Stored data:
PR #1220, opened 2024-04-25
Remove registry-foreign dependency and use the new Spago.Glob module instead.

Blugatroff:
### Description of the change
Follow up of #1210

I replaced the only remaining use of Registry.Foreign.FastGlob.match with Spago.Glob.gitignoringGlob.

After running tests i noticed, that `compileGlob` is called with paths into the .spago directory, which is ignored by a .gitignore file, which means `gitignoringGlob` never found a match.
Before using a .gitignore file for pruning the search, `gitignoringGlob` now checks that none of the `includePatterns` would be excluded.

`gitignorePatternToMicromatch` also had a bug, `foo`in a gitignore should translate to a micromatch `**/foo/**` to properly match stuff like `foo/bla/blob`.

### Checklist:

### DIFF
--- a/src/Spago/Glob.purs
+++ b/src/Spago/Glob.purs
@@ -4,6 +4,7 @@ import Spago.Prelude
 
 import Data.Array as Array
 import Data.String as String
+import Data.Foldable (any)
 import Effect.Aff as Aff
 import Effect.Ref as Ref
 import Node.FS.Sync as SyncFS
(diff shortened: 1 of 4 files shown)


src/Spago/Glob.purs
```diff
@@ -93,11 +94,19 @@ fsWalk cwd ignorePatterns includePatterns = Aff.makeAff \cb -> do
...
+            -- thing we are asked to look for?
+            -- For example, the .gitignore might have the pattern ".spago" but
+            -- `includePatterns` contains a glob like .spago/p/foo-3.1.4/**/*.purs
+            let anyIncludePatternWouldBeIgnored = any matcherForThisGitignore includePatterns
+
+            -- In such a case, do not use this .gitignore for pruning the search.
+            when (not anyIncludePatternWouldBeIgnored) do
+              -- Instead of composing the matcher functions, we could also keep a growing array of
+              -- patterns and regenerate the matcher on every append. I don't know which option is
+              -- more performant, but composing functions is more conventient.
```
f-f, line 107:
```suggestion
              -- more performant, but composing functions is more convenient.
```

f-f (approved):
Looks great, thanks!

f-f:
@Blugatroff ah, Windows CI is not happy. I guess this is about paths containing `\` instead of the `/` we match on 😄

--- TASK REQUIREMENTS ---
The records above need to be written out again. Keep them exact.

--- COMPLETED EXERCISE ---
PR #1220, opened 2024-04-25
Remove registry-foreign dependency and use the new Spago.Glob module instead.

Blugatroff:
### Description of the change
Follow up of #1210

I replaced the only remaining use of Registry.Foreign.FastGlob.match with Spago.Glob.gitignoringGlob.

After running tests i noticed, that `compileGlob` is called with paths into the .spago directory, which is ignored by a .gitignore file, which means `gitignoringGlob` never found a match.
Before using a .gitignore file for pruning the search, `gitignoringGlob` now checks that none of the `includePatterns` would be excluded.

`gitignorePatternToMicromatch` also had a bug, `foo`in a gitignore should translate to a micromatch `**/foo/**` to properly match stuff like `foo/bla/blob`.

### Checklist:

### DIFF
--- a/src/Spago/Glob.purs
+++ b/src/Spago/Glob.purs
@@ -4,6 +4,7 @@ import Spago.Prelude
 
 import Data.Array as Array
 import Data.String as String
+import Data.Foldable (any)
 import Effect.Aff as Aff
 import Effect.Ref as Ref
 import Node.FS.Sync as SyncFS
(diff shortened: 1 of 4 files shown)


src/Spago/Glob.purs
```diff
@@ -93,11 +94,19 @@ fsWalk cwd ignorePatterns includePatterns = Aff.makeAff \cb -> do
...
+            -- thing we are asked to look for?
+            -- For example, the .gitignore might have the pattern ".spago" but
+            -- `includePatterns` contains a glob like .spago/p/foo-3.1.4/**/*.purs
+            let anyIncludePatternWouldBeIgnored = any matcherForThisGitignore includePatterns
+
+            -- In such a case, do not use this .gitignore for pruning the search.
+            when (not anyIncludePatternWouldBeIgnored) do
+              -- Instead of composing the matcher functions, we could also keep a growing array of
+              -- patterns and regenerate the matcher on every append. I don't know which option is
+              -- more performant, but composing functions is more conventient.
```
f-f, line 107:
```suggestion
              -- more performant, but composing functions is more convenient.
```

f-f (approved):
Looks great, thanks!

f-f:
@Blugatroff ah, Windows CI is not happy. I guess this is about paths containing `\` instead of the `/` we match on 😄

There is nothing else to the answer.